To do:
Copy all lines holding the word "didn" from the entries.

(Stored data entries)
-*-
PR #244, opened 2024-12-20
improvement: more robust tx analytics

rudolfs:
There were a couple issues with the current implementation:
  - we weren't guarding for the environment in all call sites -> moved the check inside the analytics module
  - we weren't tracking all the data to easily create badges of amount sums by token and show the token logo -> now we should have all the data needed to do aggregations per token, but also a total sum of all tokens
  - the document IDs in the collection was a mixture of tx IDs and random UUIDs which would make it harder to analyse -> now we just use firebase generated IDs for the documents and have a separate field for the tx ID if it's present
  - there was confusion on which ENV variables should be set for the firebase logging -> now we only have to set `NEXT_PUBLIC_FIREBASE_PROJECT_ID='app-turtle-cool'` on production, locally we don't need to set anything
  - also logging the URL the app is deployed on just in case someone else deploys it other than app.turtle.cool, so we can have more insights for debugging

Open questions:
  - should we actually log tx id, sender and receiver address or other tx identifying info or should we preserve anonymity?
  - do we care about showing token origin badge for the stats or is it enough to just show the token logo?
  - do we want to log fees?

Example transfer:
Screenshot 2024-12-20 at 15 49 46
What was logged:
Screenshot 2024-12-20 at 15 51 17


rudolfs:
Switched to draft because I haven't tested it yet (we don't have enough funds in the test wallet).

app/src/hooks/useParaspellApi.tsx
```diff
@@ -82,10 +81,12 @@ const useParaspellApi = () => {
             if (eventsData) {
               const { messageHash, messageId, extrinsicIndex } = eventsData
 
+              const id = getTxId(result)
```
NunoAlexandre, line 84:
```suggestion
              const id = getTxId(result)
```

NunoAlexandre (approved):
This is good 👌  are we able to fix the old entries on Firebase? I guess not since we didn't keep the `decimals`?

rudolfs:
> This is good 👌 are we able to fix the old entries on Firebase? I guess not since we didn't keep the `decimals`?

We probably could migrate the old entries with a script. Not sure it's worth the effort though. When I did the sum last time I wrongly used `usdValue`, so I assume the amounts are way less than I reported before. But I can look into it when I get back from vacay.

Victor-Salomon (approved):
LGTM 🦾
-*-
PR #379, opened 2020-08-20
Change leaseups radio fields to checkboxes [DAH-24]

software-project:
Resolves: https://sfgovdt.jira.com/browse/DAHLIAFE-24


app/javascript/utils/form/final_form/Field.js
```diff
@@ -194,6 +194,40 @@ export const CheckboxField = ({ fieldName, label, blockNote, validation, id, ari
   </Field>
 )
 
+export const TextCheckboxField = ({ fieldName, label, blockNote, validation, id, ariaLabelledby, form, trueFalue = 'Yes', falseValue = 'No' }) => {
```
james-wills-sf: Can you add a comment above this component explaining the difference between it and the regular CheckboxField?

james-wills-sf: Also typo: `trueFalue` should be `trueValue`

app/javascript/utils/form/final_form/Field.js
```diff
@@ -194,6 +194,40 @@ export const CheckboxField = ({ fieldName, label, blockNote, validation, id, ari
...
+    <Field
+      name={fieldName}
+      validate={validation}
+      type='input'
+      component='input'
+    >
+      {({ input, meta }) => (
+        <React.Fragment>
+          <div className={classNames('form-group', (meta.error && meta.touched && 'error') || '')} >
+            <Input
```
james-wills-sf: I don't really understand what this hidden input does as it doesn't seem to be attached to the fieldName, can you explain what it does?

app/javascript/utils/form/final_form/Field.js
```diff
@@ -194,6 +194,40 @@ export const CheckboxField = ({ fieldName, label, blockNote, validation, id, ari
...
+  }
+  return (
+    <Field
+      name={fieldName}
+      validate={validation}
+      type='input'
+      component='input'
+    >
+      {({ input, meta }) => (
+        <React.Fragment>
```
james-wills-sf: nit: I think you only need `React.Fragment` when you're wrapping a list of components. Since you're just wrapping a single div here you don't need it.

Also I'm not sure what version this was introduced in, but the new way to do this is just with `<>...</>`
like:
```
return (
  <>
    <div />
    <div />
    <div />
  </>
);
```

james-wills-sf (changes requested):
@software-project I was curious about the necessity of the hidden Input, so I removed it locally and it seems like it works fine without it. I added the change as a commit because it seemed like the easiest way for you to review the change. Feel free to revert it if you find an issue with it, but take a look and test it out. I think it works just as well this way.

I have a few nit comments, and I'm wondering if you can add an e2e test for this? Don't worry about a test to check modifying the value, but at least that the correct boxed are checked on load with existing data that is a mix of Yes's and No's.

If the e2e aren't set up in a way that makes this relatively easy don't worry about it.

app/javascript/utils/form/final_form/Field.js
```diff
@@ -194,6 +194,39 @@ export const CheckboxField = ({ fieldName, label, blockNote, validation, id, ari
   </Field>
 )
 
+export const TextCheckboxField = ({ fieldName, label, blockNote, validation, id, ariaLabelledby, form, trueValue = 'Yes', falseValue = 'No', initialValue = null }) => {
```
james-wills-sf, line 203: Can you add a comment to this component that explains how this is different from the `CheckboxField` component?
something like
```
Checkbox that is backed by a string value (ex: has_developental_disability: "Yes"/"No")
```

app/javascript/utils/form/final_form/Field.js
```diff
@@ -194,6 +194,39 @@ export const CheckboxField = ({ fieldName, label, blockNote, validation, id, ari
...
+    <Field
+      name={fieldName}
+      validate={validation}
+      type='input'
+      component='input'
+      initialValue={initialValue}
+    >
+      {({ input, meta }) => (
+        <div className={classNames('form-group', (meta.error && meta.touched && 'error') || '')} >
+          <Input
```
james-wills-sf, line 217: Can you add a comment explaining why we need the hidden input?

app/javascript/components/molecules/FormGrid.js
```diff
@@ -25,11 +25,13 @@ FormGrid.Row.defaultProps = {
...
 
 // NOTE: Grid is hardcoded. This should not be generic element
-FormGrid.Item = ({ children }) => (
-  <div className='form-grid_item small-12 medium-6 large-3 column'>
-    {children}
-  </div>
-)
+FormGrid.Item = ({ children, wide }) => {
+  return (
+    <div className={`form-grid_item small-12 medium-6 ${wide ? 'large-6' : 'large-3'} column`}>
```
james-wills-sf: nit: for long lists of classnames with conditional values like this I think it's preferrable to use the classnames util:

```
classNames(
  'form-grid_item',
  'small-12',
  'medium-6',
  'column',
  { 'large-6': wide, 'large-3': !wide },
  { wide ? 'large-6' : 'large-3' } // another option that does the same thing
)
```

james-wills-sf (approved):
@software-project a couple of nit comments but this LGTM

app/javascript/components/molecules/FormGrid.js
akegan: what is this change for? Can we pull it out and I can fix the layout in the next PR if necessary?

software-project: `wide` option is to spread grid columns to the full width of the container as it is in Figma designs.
-*-
Solution for this task:
This is good 👌  are we able to fix the old entries on Firebase? I guess not since we didn't keep the `decimals`?
> This is good 👌 are we able to fix the old entries on Firebase? I guess not since we didn't keep the `decimals`?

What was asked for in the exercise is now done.